Law School Case Brief
In re RTJJ, Inc. - No. 11-32050, 2013 Bankr. LEXIS 481 (Bankr. W.D.N.C. Feb. 6, 2013)
Under the "new value" exception to 11 U.S.C.S. § 1129(b)(2)(B), equity may retain an interest in a reorganized debtor over the objection of a class of creditors whose claims are not paid in full, in exchange for a fresh contribution of new capital. The five requirements of "new value" are that it be (1) new, (2) substantial, (3) money or money's worth, (4) necessary for a successful reorganization, and (5) reasonably equivalent to the value or interest received.
The debtor was established as a family business in 1997 for the purpose of purchasing and renting real property in Gastonia, North Carolina, and it owned sixty-two properties at the time it declared bankruptcy in August 2011. It asked the court to approve a reorganization plan that divided a $2,453,838 debt it owed a bank (its largest creditor) into secured debt in the amount of $1,471,350 and unsecured debt in the amount of $982,487 and satisfied the unsecured debt by making a payment of $50,000 to the bank. Debtor corporation filed a petition under Chapter 11 of the Bankruptcy Code and asked the court to confirm its second amended bankruptcy plan. The bank, it’s largest creditor filed an objection to the plan and asked the court for relief under 11 U.S.C.S. § 362(d) so it could foreclose on property the debtor owned.
Does the plan meet the requirements of 11 U.S.C.S. § 1129?

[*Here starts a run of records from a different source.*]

PR #50, opened 2023-05-10
PoS updates to ensure non-negative stakes + misc upgrades

brentstone:
Based on #43.

The changes in this PR were initiated by the need to adjust the pseudocode to reflect changes in the Namada implementation that prevent the validator's deltas from going negative with the existence of more arbitrary slashing conditions.

Some other pseudocode updates that are not directly related to this are included as well.

### DIFF
--- a/2022/Q4/artifacts/PoS-pseudocode/PoS-model.md
+++ b/2022/Q4/artifacts/PoS-pseudocode/PoS-model.md
@@ -271,7 +271,8 @@ func unbond(validator_address, delegator_address, total_amount)
     var delbonds = {<start, amount> | amount = bonds[delegator_address][validator_address].deltas[start] > 0 && start <= cur_epoch + pipeline_len}
     if (sum{amount | <start, amount> in delbonds} >= total_amount) then
       var remain = total_amount
-      var amount_after_slashing = 0
+      var amount_after_slashing = 0 // Track the amount to change the deltas (may be less than `total_amount` due to previous slash processing)
+
       // Iterate over bonds and create unbond
       forall (<start, amount> in delbonds while remain > 0) do
         // Get the minimum of the remainder and the unbond, equal to amount if remain > amount and remain otherwise 
--- a/2022/Q4/artifacts/PoS-pseudocode/PoS-model.md
+++ b/2022/Q4/artifacts/PoS-pseudocode/PoS-model.md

The court sustained the bank's objection to the debtor second amended plan in part and denied it in part, but confirmed the plan as it was revised at the hearing. Although the bank filed an objection to the debtor's plan and asked the court for relief from the automatic stay so it could foreclose on the debtor's properties, the court found that the plan met the requirements of 11 U.S.C.S. § 1129 and could be confirmed. The debtor's managers were doing an effective job of running the business under challenging economic conditions that affected the real estate market in Gastonia, and reorganization was preferable to liquidation because creditors would receive less if the debtor's assets were sold in a forced sale and a forced sale would further depress property values and reduce the number of homes that were available for low-income residents. The Properties, the Debtor's primary operating assets and the source of the Debtor's future income, are necessary to success of the Plan per 11 U.S.C. §362(d)(2)(B).